* **What you have to do**
For the material below, output exactly the span from the line with "PR #1009, opened 2022-12-13" to the line with "### Reasoning", including both, and nothing besides.

-- Source data follows --

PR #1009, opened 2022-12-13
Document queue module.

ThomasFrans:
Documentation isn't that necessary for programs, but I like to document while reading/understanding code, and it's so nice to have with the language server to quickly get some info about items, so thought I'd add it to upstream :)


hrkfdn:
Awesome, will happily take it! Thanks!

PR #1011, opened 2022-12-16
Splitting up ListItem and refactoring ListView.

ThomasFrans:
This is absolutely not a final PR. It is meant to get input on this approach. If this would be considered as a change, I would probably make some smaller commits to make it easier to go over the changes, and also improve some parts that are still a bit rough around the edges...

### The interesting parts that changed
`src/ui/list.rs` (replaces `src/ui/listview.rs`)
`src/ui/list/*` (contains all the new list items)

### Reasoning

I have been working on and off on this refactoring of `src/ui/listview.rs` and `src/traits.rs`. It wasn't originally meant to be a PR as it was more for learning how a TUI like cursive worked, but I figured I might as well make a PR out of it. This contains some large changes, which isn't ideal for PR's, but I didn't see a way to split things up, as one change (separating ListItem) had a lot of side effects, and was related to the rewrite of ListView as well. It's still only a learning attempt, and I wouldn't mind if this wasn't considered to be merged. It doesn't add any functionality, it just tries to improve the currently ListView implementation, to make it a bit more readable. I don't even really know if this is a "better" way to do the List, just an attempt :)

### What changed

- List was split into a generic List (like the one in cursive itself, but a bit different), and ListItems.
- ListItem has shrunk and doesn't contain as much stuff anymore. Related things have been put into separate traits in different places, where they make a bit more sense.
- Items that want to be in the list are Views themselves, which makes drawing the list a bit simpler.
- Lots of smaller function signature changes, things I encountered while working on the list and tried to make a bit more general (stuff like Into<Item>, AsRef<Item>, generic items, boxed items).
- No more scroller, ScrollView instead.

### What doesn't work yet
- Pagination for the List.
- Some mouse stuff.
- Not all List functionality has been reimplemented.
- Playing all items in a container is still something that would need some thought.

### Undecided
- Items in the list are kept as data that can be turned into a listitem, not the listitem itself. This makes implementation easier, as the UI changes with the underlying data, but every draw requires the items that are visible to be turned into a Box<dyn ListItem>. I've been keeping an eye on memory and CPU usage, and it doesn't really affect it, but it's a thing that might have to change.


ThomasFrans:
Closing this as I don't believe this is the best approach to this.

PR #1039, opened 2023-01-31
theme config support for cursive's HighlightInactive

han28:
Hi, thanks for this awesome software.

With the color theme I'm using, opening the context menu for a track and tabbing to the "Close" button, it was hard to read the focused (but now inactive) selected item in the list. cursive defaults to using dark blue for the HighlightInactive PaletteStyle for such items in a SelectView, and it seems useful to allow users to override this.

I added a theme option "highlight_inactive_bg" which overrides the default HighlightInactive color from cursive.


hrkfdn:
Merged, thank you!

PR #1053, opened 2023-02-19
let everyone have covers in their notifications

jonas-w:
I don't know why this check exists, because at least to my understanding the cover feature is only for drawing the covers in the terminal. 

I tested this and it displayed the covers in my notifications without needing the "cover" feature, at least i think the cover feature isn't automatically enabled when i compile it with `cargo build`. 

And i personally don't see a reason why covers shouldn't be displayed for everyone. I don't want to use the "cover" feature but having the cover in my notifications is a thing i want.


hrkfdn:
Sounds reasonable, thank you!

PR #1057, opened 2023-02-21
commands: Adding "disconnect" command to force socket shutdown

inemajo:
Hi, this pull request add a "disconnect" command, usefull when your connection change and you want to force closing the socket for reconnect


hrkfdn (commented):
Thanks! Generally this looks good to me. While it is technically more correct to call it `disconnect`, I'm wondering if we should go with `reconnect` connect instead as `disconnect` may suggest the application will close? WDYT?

-- Source data concluded --
-- Source data follows --

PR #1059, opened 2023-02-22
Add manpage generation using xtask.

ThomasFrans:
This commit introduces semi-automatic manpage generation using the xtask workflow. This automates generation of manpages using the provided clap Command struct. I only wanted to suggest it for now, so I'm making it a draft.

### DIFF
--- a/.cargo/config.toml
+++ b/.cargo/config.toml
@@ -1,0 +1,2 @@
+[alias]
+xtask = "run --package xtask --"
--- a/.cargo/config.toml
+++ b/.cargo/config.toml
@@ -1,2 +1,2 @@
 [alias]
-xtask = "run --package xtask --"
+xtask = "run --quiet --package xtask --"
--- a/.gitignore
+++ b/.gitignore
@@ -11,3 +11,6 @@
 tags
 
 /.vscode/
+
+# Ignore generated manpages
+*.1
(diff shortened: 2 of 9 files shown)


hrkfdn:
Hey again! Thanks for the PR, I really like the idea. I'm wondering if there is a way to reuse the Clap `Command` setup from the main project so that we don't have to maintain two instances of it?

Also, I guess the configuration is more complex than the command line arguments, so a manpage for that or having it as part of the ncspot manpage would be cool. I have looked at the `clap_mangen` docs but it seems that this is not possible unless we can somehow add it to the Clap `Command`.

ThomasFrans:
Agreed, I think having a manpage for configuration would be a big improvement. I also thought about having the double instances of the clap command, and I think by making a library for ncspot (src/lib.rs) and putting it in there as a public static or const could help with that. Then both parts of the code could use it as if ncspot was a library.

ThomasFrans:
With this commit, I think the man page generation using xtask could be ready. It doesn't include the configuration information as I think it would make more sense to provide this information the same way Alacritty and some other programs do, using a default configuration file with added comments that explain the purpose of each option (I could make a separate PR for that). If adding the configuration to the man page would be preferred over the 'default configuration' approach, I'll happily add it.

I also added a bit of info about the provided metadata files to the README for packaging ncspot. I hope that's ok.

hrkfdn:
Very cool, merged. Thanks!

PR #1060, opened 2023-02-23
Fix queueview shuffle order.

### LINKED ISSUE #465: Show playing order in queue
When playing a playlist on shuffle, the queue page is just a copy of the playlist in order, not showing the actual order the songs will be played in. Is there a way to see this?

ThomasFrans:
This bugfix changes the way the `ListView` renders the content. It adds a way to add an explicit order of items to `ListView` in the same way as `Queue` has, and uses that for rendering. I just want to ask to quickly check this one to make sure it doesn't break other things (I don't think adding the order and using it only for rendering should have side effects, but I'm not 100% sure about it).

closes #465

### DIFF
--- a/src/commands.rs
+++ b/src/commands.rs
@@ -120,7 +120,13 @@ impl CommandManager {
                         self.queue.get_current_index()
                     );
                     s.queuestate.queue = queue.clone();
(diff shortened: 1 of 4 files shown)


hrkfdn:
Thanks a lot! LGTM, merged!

-- Source data concluded --

* **Written answer**
PR #1009, opened 2022-12-13
Document queue module.

ThomasFrans:
Documentation isn't that necessary for programs, but I like to document while reading/understanding code, and it's so nice to have with the language server to quickly get some info about items, so thought I'd add it to upstream :)


hrkfdn:
Awesome, will happily take it! Thanks!

PR #1011, opened 2022-12-16
Splitting up ListItem and refactoring ListView.

ThomasFrans:
This is absolutely not a final PR. It is meant to get input on this approach. If this would be considered as a change, I would probably make some smaller commits to make it easier to go over the changes, and also improve some parts that are still a bit rough around the edges...

### The interesting parts that changed
`src/ui/list.rs` (replaces `src/ui/listview.rs`)
`src/ui/list/*` (contains all the new list items)

### Reasoning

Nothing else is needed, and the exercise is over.